Noting the private sector has a role to play in such research, he said the Reeve Foundation received about 75 percent of its funding from the private sector in 2004 and is “robustly” supported by private funding.

Michael Manganiello, senior vice president for government relations for the foundation, said the center had been a partner with the federal Centers for Disease Control and Prevention since 2001 in offering services to paralyzed Americans and their families.

Veterans of the Iraq war have used its services, Manganiello said, adding that it has actually helped save the government money. About 4 million Americans have been helped, he said.

“Together with the CDC, we have grown this center to something amazing,” he said.

The president’s education budget is likely to spark one of the biggest debates in Congress. Bush would cut the Education Department’s budget by $3.7 billion (6.4 percent) to $54.4 billion, with Title I funding, which goes to poor school districts, frozen at $12.7 billion.

The National Education Association said that while Bush’s No Child Left Behind program would be boosted, most of the new funds would go for expanding math and science programs and for a voucher plan already rejected by Congress. Milburn said No Child Left Behind would receive a $1 billion increase in 2007, and Title I grants are up 45 percent since Bush took office.
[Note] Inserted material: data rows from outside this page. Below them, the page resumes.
Issue #573, opened 2015-04-24
proposal to reserve "attributes" member at top level of resource objects


tkellen:
At the moment, we reserve `id`, `type`, `links`, and `meta` members in resource objects. We feel pretty dang sure these are the only ones we will ever need. However, the possibility remains that at some point in the future, we may wish to reserve another. Doing so would be additive/backwards-compatible with the spec, but it would not be backwards compatible with implementations if they are currently using that member as an attribute in their data.

There has been quite a bit of discussion around the prefixing or not-prefixing of reserved members since the inception of the spec (e.g. #313, #362, #558, #569) and we've always landed on not prefixing. I personally agree with this approach, but I'd like to propose an alternate representation for resource objects that should completely eliminate these concerns by walling off implementation-specific attributes under their own namespace.

``` json
{
  "id": "1",
  "type": "book",
  "attributes": {
    "name": "J. R. R. Tolkien",
    "date_of_birth": "1892-01-03",
    "date_of_death": "1973-09-02"
  },
  "links": {
    "chapters": {
      "self": "/books/1/links/chapters",
      "related": "/books/1/chapters"
    }
  }
}
```

Not only does this form prevent future conflicts, it would serve to simplify the normative language of the specification--terms like `members` and `attributes` would be reflected in the data structure itself.

Pending positive feedback from people currently implementing servers and clients I would like to make a PR for this change.

cziegenberg:
I like your idea to wrap the attributes!

I also thought about this way to handle the problem, but decided against suggesting it, because of the additional wrapping elements... but when I see your example, it's much more readable than my suggestion (#569), but offers the same new flexibility: 

The reserved member names don't need to be reserved anymore (for attributes). One could discuss if it is a good practice or not, but I think many API designers would love to get the "type" back. :)

```
{
  "id": "1",
  "type": "book",
  "attributes": {
    "name": "J. R. R. Tolkien",
    "type": "hardcover",
    "date_of_birth": "1892-01-03",
    "date_of_death": "1973-09-02",
    "links": {
      "amazon": "http://www.amazon.com/dp/B0079KT81G/"
    }
  },
  "links": {
    "chapters": {
      "self": "/books/1/links/chapters",
      "related": "/books/1/chapters"
    }
  }
}
```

Dennis Van Roekel, NEA’s vice president, said the president’s budget would drain funds that local districts use for many programs, such as grants for the teaching of American history, which he said help history teachers with professional development.

But money for this grant program would be slashed from $120 million to $50 million. The administration said in budget documents that “the number of quality applications for assistance under this program has been insufficient to justify continuing the current level of funding.”